- **How to complete this task**
Output each entry verbatim.

Items from a dataset:
PR #675, opened 2026-08-06
Optimize replaceAll and replaceFirst execution paths in Matcher

cushon:
Improves performance of replacement loops by introducing dedicated fast paths and lifting wrapper restrictions.

* Add replacement fast path for literal patterns
* Generalized DFA fast path to handle zero match characters, and defend against stalls on empty matches, similar to non-replacement paths
* avoid redundant second NFA execution pass when replacement templates require capturing groups by setting eager capture demand early

```
$ ./run-java-benchmarks.sh --fastbuild CrossEngineBenchmark.run -- -p crossEngineTrial=ReplaceBenchmark.literalReplaceAll@safere-string,ReplaceBenchmark.emptyReplaceAll@safere-string
```

| Benchmark | Baseline (ns/op) | Experiment (ns/op) | Change |
| :--- | :--- | :--- | :--- | 
| `literalReplaceAll` | $289.639 \pm 10.256$ | $189.717 \pm 17.709$ | **34.5% Faster** |
| `emptyReplaceAll` | $113.108 \pm 30.723$ | $95.676 \pm 0.709$ | **15.4% Faster** |

### DIFF
--- a/safere-fuzz/src/test/java/org/safere/fuzz/FuzzSupport.java
+++ b/safere-fuzz/src/test/java/org/safere/fuzz/FuzzSupport.java
@@ -418,6 +418,33 @@ final class FuzzSupport {
           () -> runJdkOracle("replaceFirst", null, () -> jdkMatcher.replaceFirst(replacement)));
     }
 
+    boolean hasReplacementMatchState() {
+      boolean safeRe;
+      try {
+        safeReMatcher.start();
+        safeRe = true;
+      } catch (IllegalStateException e) {
+        safeRe = false;
+      }
+      boolean jdk =
+          runJdkOracle(
+              "replacement match state",
+              safeRe,
+              () -> {
+                try {
+                  jdkMatcher.start();
+                  return true;
+                } catch (IllegalStateException e) {
+                  return false;
+                }
+              });
+      assertSame("replacement match state", safeRe, jdk);
+      if (safeRe) {
+        assertMatchState("replacement match state");
+      }
+      return safeRe;
+    }
+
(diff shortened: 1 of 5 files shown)


cushon:
`replaceAll` is the API where I'm still seeing RE2-FFM perform best relative to SafeRE, I'm not sure this definitely closes the gap I was seeing. I just went looking for more opportunities to optimize the replacement methods, and I think the fundamentals of these optimizations make sense.

eaftan (approved):
I found four matcher-state/compatibility regressions in the new replacement fast paths: literal `replaceFirst` lost inner captures, unmatched literal replacements validated malformed templates too early, terminal empty DFA matches could be returned again by `find()`, and diagnostics omitted the terminal empty match. I fixed these and pushed them to this PR in e747dd737b73a5de0ef462a9bb7717ea40ace99c.

I reproduced and exceeded the claimed `literalReplaceAll` improvement: 185.800 to 106.129 ns/op, or 42.9% faster. However, `emptyReplaceAll` was effectively unchanged: 60.167 ns/op on main, 59.737 ns/op on the PR before fixes, and 60.211 ns/op after the fixes. The fixes therefore do not explain the mismatch.

The `emptyReplaceAll` workload uses `a*` on `abc`, which already takes `nullableCharClassReplaceFastPath` on main, so it does not exercise this PR’s generalized DFA path. I don’t consider that benchmark mismatch blocking given the substantial, reproducible `literalReplaceAll` improvement, and I’m happy to approve the PR with the fixes now included.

- **Output of the task**
PR #675, opened 2026-08-06
Optimize replaceAll and replaceFirst execution paths in Matcher

cushon:
Improves performance of replacement loops by introducing dedicated fast paths and lifting wrapper restrictions.

* Add replacement fast path for literal patterns
* Generalized DFA fast path to handle zero match characters, and defend against stalls on empty matches, similar to non-replacement paths
* avoid redundant second NFA execution pass when replacement templates require capturing groups by setting eager capture demand early

```
$ ./run-java-benchmarks.sh --fastbuild CrossEngineBenchmark.run -- -p crossEngineTrial=ReplaceBenchmark.literalReplaceAll@safere-string,ReplaceBenchmark.emptyReplaceAll@safere-string
```

| Benchmark | Baseline (ns/op) | Experiment (ns/op) | Change |
| :--- | :--- | :--- | :--- | 
| `literalReplaceAll` | $289.639 \pm 10.256$ | $189.717 \pm 17.709$ | **34.5% Faster** |
| `emptyReplaceAll` | $113.108 \pm 30.723$ | $95.676 \pm 0.709$ | **15.4% Faster** |

### DIFF
--- a/safere-fuzz/src/test/java/org/safere/fuzz/FuzzSupport.java
+++ b/safere-fuzz/src/test/java/org/safere/fuzz/FuzzSupport.java
@@ -418,6 +418,33 @@ final class FuzzSupport {
           () -> runJdkOracle("replaceFirst", null, () -> jdkMatcher.replaceFirst(replacement)));
     }
 
+    boolean hasReplacementMatchState() {
+      boolean safeRe;
+      try {
+        safeReMatcher.start();
+        safeRe = true;
+      } catch (IllegalStateException e) {
+        safeRe = false;
+      }
+      boolean jdk =
+          runJdkOracle(
+              "replacement match state",
+              safeRe,
+              () -> {
+                try {
+                  jdkMatcher.start();
+                  return true;
+                } catch (IllegalStateException e) {
+                  return false;
+                }
+              });
+      assertSame("replacement match state", safeRe, jdk);
+      if (safeRe) {
+        assertMatchState("replacement match state");
+      }
+      return safeRe;
+    }
+
(diff shortened: 1 of 5 files shown)


cushon:
`replaceAll` is the API where I'm still seeing RE2-FFM perform best relative to SafeRE, I'm not sure this definitely closes the gap I was seeing. I just went looking for more opportunities to optimize the replacement methods, and I think the fundamentals of these optimizations make sense.

eaftan (approved):
I found four matcher-state/compatibility regressions in the new replacement fast paths: literal `replaceFirst` lost inner captures, unmatched literal replacements validated malformed templates too early, terminal empty DFA matches could be returned again by `find()`, and diagnostics omitted the terminal empty match. I fixed these and pushed them to this PR in e747dd737b73a5de0ef462a9bb7717ea40ace99c.

I reproduced and exceeded the claimed `literalReplaceAll` improvement: 185.800 to 106.129 ns/op, or 42.9% faster. However, `emptyReplaceAll` was effectively unchanged: 60.167 ns/op on main, 59.737 ns/op on the PR before fixes, and 60.211 ns/op after the fixes. The fixes therefore do not explain the mismatch.

The `emptyReplaceAll` workload uses `a*` on `abc`, which already takes `nullableCharClassReplaceFastPath` on main, so it does not exercise this PR’s generalized DFA path. I don’t consider that benchmark mismatch blocking given the substantial, reproducible `literalReplaceAll` improvement, and I’m happy to approve the PR with the fixes now included.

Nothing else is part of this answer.